As computing goes “collaborative and social” [1], the 2012 ACM Computing Classification System (CCS) [2] has made a few modifications that put CSCW under the umbrella called "Collaborative and social computing", along with other social media, blogs, wikis, etc.
Best, han-teng liao
[1]: http://people.oii.ox.ac.uk/hanteng/2012/10/01/computing-goes-collaborative-a... [2]: http://www.acm.org/about/class/2012 [3]: http://dl.acm.org/ccs.cfm
2014-07-02 22:38 GMT+07:00 Carlos Castillo chato@chato.cl:
Hi,
I will go as far as saying that Wikipedia research actually changed the nature of the CSCW field and the CSCW conference. A few years ago an avalanche of Wiki-related papers arrived to the CSCW conference, which (in my opinion as a semi-outsider to that community) added social media as a major element. Indeed in recent years the conference changed name and now is "Computer-Supported Collaborative Work and Social Computing".
Cheers,
-- ChaTo (Carlos Castillo) http://chato.cl/ - https://linkedin.com/in/chato - https://twitter.com/chatox
On Wed, Jul 2, 2014, at 07:15 AM, Finn Årup Nielsen wrote:
Can I ask a silly question: Is wiki research (including Wikipedia research) research on computer-supported collaborative work (CSCW).

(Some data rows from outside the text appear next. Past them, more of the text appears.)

PR #1470, opened 2018-05-23
tools: fix oio-reset.sh with invalid bootstrap

murlock:
##### SUMMARY

Fix bootstrap of sds:

Restart of meta1 before rdir assignation was not checked before `openio volume boostrap` 

##### ISSUE TYPE
 - Bugfix Pull Request

##### COMPONENT NAME

tools/oio-reset.sh

##### SDS VERSION
```
4.2.x
```

### DIFF
--- a/tools/oio-reset.sh
+++ b/tools/oio-reset.sh
@@ -170,8 +170,13 @@ $cmd_openio directory bootstrap --check \
 
 echo -e "\n### Assign rdir services"
 # Force meta1 services to reload meta0 cache
+for addr in $(oio-test-config.py -t meta1); do
+    $cmd_openio cluster lock meta1 $addr
+done
 gridinit_cmd -S "$GRIDINIT_SOCK" restart "@meta1" >/dev/null
-sleep 1
+COUNT=$(oio-test-config.py -c -t meta1)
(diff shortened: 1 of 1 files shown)


tools/oio-reset.sh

My immediate thought was: yes of course. I do note that on Wikipedia there is only a parenthetic mentioning of Wikipedia in "Computer-supported cooperative work" and no mentioning of CSCW in "Wiki" (but I have also heard that you shouldn't trust Wikipedia because anyone can edit).
I suppose that some wiki research could be non-CSCW research? E.g., research on named entity extraction using Wikipedia would not be called CSCW.